15) Deactivated several “startup services” that you probably don’t need.  To see what I deactivated, open CCleaner and go to “Tools” then “Startup”.  The deactivated services appear in light grey and can be reactivated if you need them.  Just reboot the computer once you’ve made changes.


1) You can get a replacement battery for your computer here:

2) Web pages and pop-up windows that tell you that your computer is infected are trying to trick you into downloading malware.  You already have all the malware protection you need.  If Avast or Spybot ever tell you that you have malware, then you actually do.  If you are unsure, just use Avast and then Spybot to run a scan of your computer.

3) You can scan files you’ve downloaded with Avast and Spybot.  Just right-click on the file, and choose “Scan…” with the Avast icon next to it or “Scan using Spybot-Search&Destroy”.  This will let you know right away if the file you’ve downloaded contains malware.

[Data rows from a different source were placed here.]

PR #663, opened 2023-03-08
Adds a function to parse events from subject lines

dakota002:


lpsinger (changes requested):
- The match should only be at the beginning of the subject line.
- We should not only capture the object name, but also attempt to normalize it somewhat to a a common format. For example, both `GRB123456A` and `GRB 123456A` should map to `GRB 123456A`.
- We need some unit tests! I'll add Jest so you can do that.

app/routes/circulars/circulars.lib.ts
```diff
@@ -143,3 +145,65 @@ export function formatAuthor({
...
+export function parseEventFromSubject(value: string): string {
+  const patterns = [
+    'GRB[.\\s|_|-]*\\d{6}[a-zA-Z|.]\\d*',
+    'SGR[.\\s|_|-]*\\d{4}\\.?\\d*\\+\\d{4}',
+    'IceCube[.\\s|_|-]*\\d{6}[A-Z]',
+    'ZTF[.\\s|_|-]*\\d{2}[a-zA-Z]*',
+    'HAWC[.\\s|_|-]*\\d{6}A',
+    'LIGO/Virgo[.\\s|_|-]*S\\d{6}[a-zA-Z]+',
+    'ANTARES[.\\s|_|-]*\\d{6}[a-zA-Z]',
+    'Baksan\\sNeutrino\\sObservatory\\sAlert[.\\s|_|-]*\\d{6}.\\d{2}',
```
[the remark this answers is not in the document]
dakota002: Cool cool, I will opt for 1 in the next commit

app/routes/circulars/circulars.lib.ts
```diff
@@ -143,3 +145,63 @@ export function formatAuthor({
   else if (!affiliation) return `${name} <${email}>`
   else return `${name} at ${affiliation} <${email}>`
 }
+
+export function parseEventFromSubject(value: string): string {
```
lpsinger, line 149: TS should be able to infer the return type OK for this function:

```suggestion
export function parseEventFromSubject(value: string) {
```

lpsinger (changes requested):

app/routes/circulars/circulars.lib.ts
```diff
@@ -143,3 +147,27 @@ export function formatAuthor({
...
+    [/LIGO\/Virgo[.\s|_|-]*(S\d{6}[a-zA-Z]+)/, ([, id]) => `LIGO/Virgo ${id}`],
+    [
+      /ANTARES[.\s|_|-]*(\d{6}[a-zA-Z])/,
+      ([, id]) => `ANTARES ${id}`.toUpperCase(),
+    ],
+    [
+      /Baksan\sNeutrino\sObservatory\sAlert[.\s|_|-]*(\d{6}.\d{2})/,
+      ([, id]) => `Baksan Neutrino Observatory Alert ${id}`,
+    ],
+  ]
```
lpsinger, line 167: Move to module scope, so that we don't redefine all of these anonymous functions on every invocation.

app/routes/circulars/circulars.lib.ts
```diff
@@ -143,3 +147,27 @@ export function formatAuthor({
...
+
+  for (const [regexp, normalize] of subjectMatchers) {
+    const match = regexp.exec(value)
+    if (match) return normalize(match)
+  }
```
lpsinger, line 172: First search for a match of any of the regexes at the _beginning_ of the string. Then search for a match of any of the regexes _anywhere_ in the string.

app/routes/circulars/circulars.lib.ts
```diff
@@ -143,3 +147,27 @@ export function formatAuthor({
   else if (!affiliation) return `${name} <${email}>`
   else return `${name} at ${affiliation} <${email}>`
 }
+
+export function parseEventFromSubject(value: string) {
+  const subjectMatchers: SubjectMatcher[] = [
+    [/GRB[.\s|_|-]*(\d{6}[a-zA-Z|.]\d*)/, ([, id]) => `GRB ${id}`],
```
lpsinger, line 153: In the delimiter part of the pattern, `[.\s|_|-]*`, does the `.` match any character? Or does it match a literal period?

Also: how about we do case-insensitive matching with the regexp `i` flag? That will make the parser a bit more forgiving, and also will eliminate the need to have `[a-zA-Z]`.

lpsinger (changes requested):

app/routes/circulars/circulars.lib.ts
```diff
@@ -143,3 +161,12 @@ export function formatAuthor({
...
   else return `${name} at ${affiliation} <${email}>`
 }
+
+export function parseEventFromSubject(value: string) {
+  for (const [regexp, normalize] of subjectMatchers) {
+    const startsWithMatch = RegExp('^' + regexp.source).exec(value)
+    if (startsWithMatch) return normalize(startsWithMatch)
+    const match = regexp.exec(value)
+    if (match) return normalize(match)
+  }
```
lpsinger, line 171: Split into two loops: we prefer _any_ match at the beginning of the string to _any_ match later in the string.

app/routes/circulars/circulars.lib.ts
```diff
@@ -20,6 +20,22 @@ export interface Circular extends CircularMetadata {
...
+  [/SGR[.\s_-]*(\d{4}\.?\d*\+\d{4})/i, ([, id]) => `SGR ${id}`],
+  [/IceCube[.\s_-]*(\d{6}[a-z])/i, ([, id]) => `IceCube ${id}`],
+  [/ZTF[.\s_-]*(\d{2}[a-z]*)/i, ([, id]) => `ZTF ${id}`],
+  [/HAWC[.\s_-]*(\d{6}A)/i, ([, id]) => `HAWC ${id}`],
+  [/LIGO\/Virgo[.\s_-]*(S\d{6}[a-z]+)/i, ([, id]) => `LIGO/Virgo ${id}`],
+  [/ANTARES[.\s_-]*(\d{6}[a-z])/i, ([, id]) => `ANTARES ${id}`.toUpperCase()],
+  [
+    /Baksan\sNeutrino\sObservatory\sAlert[.\s_-]*(\d{6}.\d{2})/i,
+    ([, id]) => `Baksan Neutrino Observatory Alert ${id}`,
+  ],
```
lpsinger, line 36: Normalize the case of all of these matches. For example:

```ts
...
[/LIGO\/Virgo[.\s_-]*S(\d{6}[a-z]+)/i, ([, id]) => `LIGO/Virgo S${id.toLowerCase()}`],
...
```

lpsinger (changes requested):

lpsinger (approved):

lpsinger:
@jracusin, would you please review this as well?

jracusin:
GCN Circ [33451](https://gcn.gsfc.nasa.gov/gcn3/33451.gcn3) Trigger 1159327: Swift detection of SGR1806-20 is another confusing case as the event is SGR 1806-20, but the subject focuses on the trigger.

lpsinger:
> GCN Classic handled this correctly.

Did it? Or did Scott or Teresa fix it?

jracusin:
This was submitted today, so it was automated.

lpsinger:
> This was submitted today, so it was automated.

OK, so @dakota002, would you add a unit test for that please?

jracusin:
> > This was submitted today, so it was automated.
> 
> OK, so @dakota002, would you add a unit test for that please?

But if it's not the first time the source was detected, and clearly not for this one, and you parse the string "SGR1806-20", is it actually okay?  Though note the missing space.

jracusin (approved):

PR #704, opened 2023-03-23
Adds flag to check for Submit/Receive-only users on legacy table

dakota002:
I'll work on a script to populate this, similar to the legacy submitters. 

Also will need an update to the post sign up to remove users from this table as they sign up for Cognito accounts


lpsinger (commented):
What about just a boolean flag on the `legacy_users` table that says whether they receive circulars?

dakota002:
That could work too! I could use a scan with a filter on that bool to get the receivers, and I think the submitter code would need to be updated too

lpsinger:
> I could use a scan with a filter on that bool to get the receivers, and I think the submitter code would need to be updated too

Remember that we always want to avoid scans because they are expensive both in terms of time and billing. You can add a global secondary that includes the boolean field as a partition or sort key so that you can query on it.

app/events/email-incoming/index.ts
```diff
@@ -32,6 +32,7 @@ interface UserData {
   sub?: string
   name?: string
   affiliation?: string
+  receiveOnly?: boolean
```
lpsinger, line 35: How about two flags, `submit` and `receive`? Users can be submit only, receive only, or submit and receive. Is that right, @jracusin?

lpsinger (changes requested):

app/events/email-incoming/index.ts
dakota002: Sure! I can add that now

lpsinger:
Would you please rebase this?

app.arc
```diff
@@ -81,6 +81,10 @@ circulars_subscriptions
   sub *String
   name circularsSubscriptionsBySub
 
+legacy_users
+  receive *Number
```
lpsinger, line 85: DynamoDB does have a boolean type. Does it support boolean fields as partition keys?

lpsinger (changes requested):

lpsinger (approved):

PR #736, opened 2023-04-03
Makes the announcement banner reusable with message and event props

dakota002:
How it would look:

image

How to use:

image

### DIFF
--- a/app/components/AnnounceBanner.tsx
+++ b/app/components/AnnounceBanner.tsx
@@ -16,10 +16,10 @@ type AnnouncedEvents = {
 
 export default function AnnounceBanner({
   message,
-  events,
+  children,
 }: {
   message: string
-  events?: AnnouncedEvents[]
+  children?: React.ReactNode
 }) {
   const [showFullBanner, setShowFullBanner] = useState(true)
 
@@ -55,13 +55,7 @@ export default function AnnounceBanner({
             className="usa-banner__content usa-accordion__content padding-top-2"
             id="announcement-banner-blue"
           >
-            {events && (
-              <div className="grid-row">
-                {events.map((event) => (
-                  <AnnouncementEvent key={event.link} {...event} />
-                ))}
-              </div>
-            )}
+            {children}
             <p>
               If you cannot attend live, then you can get the{' '}
               <Link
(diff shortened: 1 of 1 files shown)


app/components/AnnounceBanner.tsx
```diff
@@ -46,30 +55,19 @@ export default function AnnounceBanner() {
...
+              <div className="grid-row">
+                {events.map((event) => (
+                  <div key={event.link} className="mobile-lg:grid-col-4">
+                    {event.time}
+                    <div>(best for {event.region}):</div>
+                    <Link rel="external" href={event.link}>
+                      {event.link}
+                    </Link>
+                  </div>
+                ))}
```
lpsinger, line 68: It would be simpler to extract this as another component.

lpsinger (changes requested):

app/components/AnnounceBanner.tsx
dakota002: Will do!

dakota002:
Revised usage example:
image

app/components/AnnounceBanner.tsx
```diff
@@ -19,7 +19,7 @@ export default function AnnounceBanner({
   events,
 }: {
   message: string
-  events?: announcedEvents[]
+  events?: AnnouncedEvents[]
```
lpsinger:
```suggestion
  children?: AnnouncedEvents[]
```

app/components/AnnounceBanner.tsx
```diff
@@ -84,3 +78,15 @@ export default function AnnounceBanner({
     </section>
   )
 }
+
+export function AnnouncementEvent(event: AnnouncedEvents) {
```
lpsinger, line 76:
```suggestion
export function AnnouncementEvent(props: AnnouncedEvents) {
```

Also just inline the type here in the function signature.

app/components/AnnounceBanner.tsx
```diff
@@ -86,3 +66,19 @@ export default function AnnounceBanner() {
...
   )
 }
+
+export function AnnouncementEvent(props: {
+  time: string
+  link: string
+  region: 'Atlantic' | 'Pacific' | 'Asia and Oceania'
+}) {
+  return (
+    <div className="mobile-lg:grid-col-4">
```
lpsinger, line 76:
```suggestion
    <Grid mobileLg={{col: 4}}>
```

lpsinger (changes requested):

PR #3568, opened 2026-04-21
Adds moderator check to synonym moderation action

Courey:
# Description
I wanted to add a moderator check to this action to ensure the actions are only available with the proper permissions.

# Related Issue(s)
None

# Testing
curled local endpoint to check that a 200 is not returned if user doesn't have appropriate permissions and throws a 403.

Locally a 500 is returned instead due to a bug in the 403 error handling. That will be patched following this PR.

the line that throws the 500:
https://github.com/nasa-gcn/gcn.nasa.gov/blob/main/app/root.tsx#L214
it does this because origin is undefined when hit from curl.
 
in the error for unauthorized:
https://github.com/nasa-gcn/gcn.nasa.gov/blob/main/app/root.tsx#L308
 
that calls useUrl, which fails on the invariant line since the origin is null
https://github.com/nasa-gcn/gcn.nasa.gov/blob/main/app/root.tsx#L212
Screenshot 2026-04-21 at 10 56 46 AM
mod_perms

### DIFF
--- a/app/routes/synonyms.$synonymId.tsx
+++ b/app/routes/synonyms.$synonymId.tsx
@@ -82,7 +82,7 @@ export async function action({
 
   const user = await getUser(request)
 
-  if (!user || !user.groups.includes(moderatorGroup))
+  if (!user?.groups.includes(moderatorGroup))
     throw new Response(null, { status: 403 })
 
   const data = await request.formData()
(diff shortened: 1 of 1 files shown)


app/routes/synonyms.$synonymId.tsx
```diff
@@ -79,6 +79,12 @@ export async function action({
   params: { synonymId },
 }: ActionFunctionArgs) {
   invariant(synonymId)
+
+  const user = await getUser(request)
+
+  if (!user || !user.groups.includes(moderatorGroup))
```
lpsinger:
```suggestion
  if (!user?.groups.includes(moderatorGroup))
```

lpsinger (changes requested):

lpsinger (approved):

PR #3571, opened 2026-04-22
Add userpool client resource for producer credential

dakota002:
@lpsinger Should this update the environment variable, or should the circulars producer code be updated to retrieve the clientid/secret from cognito on demand?

### DIFF
--- a/src/plugins/circulars-producer-client.js
+++ b/src/plugins/circulars-producer-client.js
@@ -1,0 +1,22 @@
+/*!
+ * Copyright © 2023 United States Government as represented by the
+ * Administrator of the National Aeronautics and Space Administration.
+ * All Rights Reserved.
+ *
+ * SPDX-License-Identifier: Apache-2.0
+ */
+
+export const deploy = {
+  start({ cloudformation }) {
+    cloudformation.Resources.GcnCircularsProducerUserPoolClient = {
+      Type: 'AWS::Cognito::UserPoolClient',
+      Properties: {
+        AllowedOAuthFlows: ['client_credentials'],
+        AllowedOAuthFlowsUserPoolClient: true,
+        AllowedOAuthScopes: ['gcn.nasa.gov/kafka-circulars-producer'],
+        GenerateSecret: true,
+        UserPoolId: process.env.COGNITO_USER_POOL_ID,
+      },
+    }
+  },
+}
--- a/src/plugins/circulars-producer-client.js
+++ b/src/plugins/circulars-producer-client.js
@@ -1,0 +1,31 @@
+/*!
+ * Copyright © 2023 United States Government as represented by the
+ * Administrator of the National Aeronautics and Space Administration.
+ * All Rights Reserved.
+ *
+ * SPDX-License-Identifier: Apache-2.0
+ */
+
+export const deploy = {
+  start({ cloudformation }) {
+    const user_pool_id =
+      cloudformation.Resources.AnyCatchallHTTPLambda.Properties.Environment
+        .Variables.COGNITO_USER_POOL_ID
+    if (!user_pool_id)
+      throw new Error('Environment variable COGNITO_USER_POOL_ID must be set')
+    cloudformation.Resources.GcnCircularsProducerUserPoolClient = {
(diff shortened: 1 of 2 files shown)


dakota002:
Resolves https://github.com/nasa-gcn/gcn-infrastructure/issues/107

lpsinger (changes requested):
This is incomplete. Please add CloudFormation and Architect plugin code to provide the client ID and secret to the Lambda.

dakota002:
> This is incomplete. Please add CloudFormation and Architect plugin code to provide the client ID and secret to the Lambda.

This relates to my question at the top. By "provide the client ID and secret to the lambda" I assume you mean to set the environment variable?

lpsinger:
> @lpsinger Should this update the environment variable, or should the circulars producer code be updated to retrieve the clientid/secret from cognito on demand?

It should update the environment variable.

You are going to encounter https://github.com/aws-cloudformation/cloudformation-coverage-roadmap/issues/1855 and may need to write a custom CloudFormation resource.

dakota002:
Yea, I see our custom plugin in the infrastructure repo and how we do it there. Should I just do the same here?

lpsinger:
> Yea, I see our custom plugin in the infrastructure repo and how we do it there. Should I just do the same here?

It would be better to do something that is reusable across both CloudFormation templates. See https://docs.aws.amazon.com/cloudformation-cli/latest/userguide/resource-types.html. Is developing and publishing a CloudFormation extension feasible?

dakota002:
Have we tested that CloudFormation doesn't return the values as that issue suggests? I would think that the correct way would be to use something like `!GetAtt MyAppClient.[ClientId | ClientSecret]` 
The properties are at least defined in their own schema https://us-east-1.console.aws.amazon.com/cloudformation/home?region=us-east-1#/registry/public-extensions/details/schema?arn=arn%3Aaws%3Acloudformation%3Aus-east-1%3A%3Atype%2Fresource%2FAWS-Cognito-UserPoolClient

lpsinger:
I have not tried it recently. That's a good idea.

dakota002:
I guess my latest commit is what I would expect the usage to be, using `GetAtt`

lpsinger:
> I guess my latest commit is what I would expect the usage to be, using `GetAtt`

Yes, looks great. Does it work?

dakota002:
I can try deploying it to dev and let you know, its currently untested other than locally

lpsinger:
> I can try deploying it to dev and let you know, its currently untested other than locally

Instead, can you create a small toy CloudFormation template that has an app client resource and an Output that comes from the client secret? Then you can attempt to deploy that standalone stack through the AWS console to test the approach.

dakota002:
I made a test on dev, check out DemoClientStack, it looks right in the Outputs to me

src/plugins/circulars-producer-client.js
```diff
@@ -0,0 +1,26 @@
...
+export const deploy = {
+  start({ cloudformation }) {
+    cloudformation.Resources.GcnCircularsProducerUserPoolClient = {
+      Type: 'AWS::Cognito::UserPoolClient',
+      Properties: {
+        AllowedOAuthFlows: ['client_credentials'],
+        AllowedOAuthFlowsUserPoolClient: true,
+        AllowedOAuthScopes: ['gcn.nasa.gov/kafka-circulars-producer'],
+        GenerateSecret: true,
+        UserPoolId: process.env.COGNITO_USER_POOL_ID,
```
lpsinger: Although this is an environment variable within the context of the Lambda, it's probably not within the environment that the Architect CLI runs. Do we have another example of a CloudFormation resource that depends on the value of an environment variable? You might need to have a CloudFormation dependency on the corresponding SSM parameter.

lpsinger (changes requested):

src/plugins/circulars-producer-client.js
dakota002: Ah yea, lambda cognito permissions, I can copy how that does it

lpsinger (approved):

lpsinger:
Please squash your changes when you merge.

PR #3576, opened 2026-04-28
Fixes 403 handling when there is no origin

### LINKED ISSUE #3575: fix 500 error in 403 handling when origin is missing
# Current behavior
When you hit a 403 error in the synonyms moderation routes (edit, delete), it gathers data to create the error page. The origin is used in the error page. If the user has curled the endpoint and there is no error page, the error handling of the 403 throws a 500 because origin is undefined and invariant can't handle that.

# Expected behavior
even if you curl so there is no origin, it should pass a 403

# Steps to reproduce
locally have your instance running and then curl:
`curl -s -o /dev/null -w  -X POST "http://localhost:3333/synonyms/958b3345-60fa-4d9a-8190-0d5c7175ff52" -H "Content-Type: application/x-www-form-urlencoded" -d "intent=delete"`

it throws a 500 because of an error with invariant since origin is undefined

# Environment
any/all

Courey:
# Description
When curling routes, when unauthorized and there is no origin as the endpoint was curled, it was throwing a 500 error within the 403 error handling as it was trying to use the origin in the unauthorized page.

# Related Issue(s)
closes #3575

# Testing
I defaulted the origin to our main production domain so that it returns a 403.

Screenshot 2026-04-28 at 11 14 32 AM

### DIFF
--- a/app/root.tsx
+++ b/app/root.tsx
@@ -210,9 +210,10 @@ export function useOrigin() {
 }
 
 export function useUrl() {
-  const origin = useOrigin()
-  invariant(origin)
+  const origin = useOrigin() || 'https://gcn.nasa.gov'
   const { pathname, search, hash } = useLocation()
+
+  invariant(origin)
   const url = new URL(origin)
   url.pathname = pathname
   url.search = search


lpsinger (changes requested):
This will be incorrect for the dev and test stages.

As far as I can recall, this custom 403 page is only supposed to be rendered for view routes, not pure resource routes. The problem is that it shouldn't be rendering this view at all.

Courey:
Since this issue only happens when you try to curl a view so origin is undefined, we can just leave it as it's okay because they've accessed the page inappropriately.

On the UI you still get the correct response.
steps to confirm:
1. log in
2. open a second gcn tab
3. navigate to a valid synonym in the UI
4. log out with the other tab
5. refresh the original tab that had the valid synonym loaded and it should show you the 403 error page with a link to log in.

Image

4) You will never need to “upgrade” Avast, Spybot or ZoneAlarm.  Upgrading will get you more features, but the programs will no longer be free to use.  You can use them as long as you like for free if you don’t upgrade.  That’s not to be confused with “updating”, which you will need to do from time to time.

And that’s that… for Vista.


I feel so dirty now that I’ve had to use Vista… and I’ve even had to use RegEdit in vista… and delve into the task scheduler!  The dirt won’t come off!!!

Now, needless to say, or perhaps needful, that computer boots and runs Vista WAY faster than it did before.  And CCleaner was what made the biggest difference, bigger even than making all the malware go away.  And speaking of the malware on this thing… I had some trouble finding the “schedule a boot scan” option in Avast until I asked Uncle Furry for help.  So, thanks again, Uncle Furry!

The boot scan found two more pieces of malware, trojans that had infected Java.  Yikes.  Ask Uncle Furry about his experience in removing malware from a Vista computer, which by coincidence he was doing at the very same time I was doing this one.  He’s got horror stories to tell, for sure.

And this post is getting quite long, complicated and unwieldy, just like Windows!  So I will end this post, and regale you with tales from the Vista side some other time!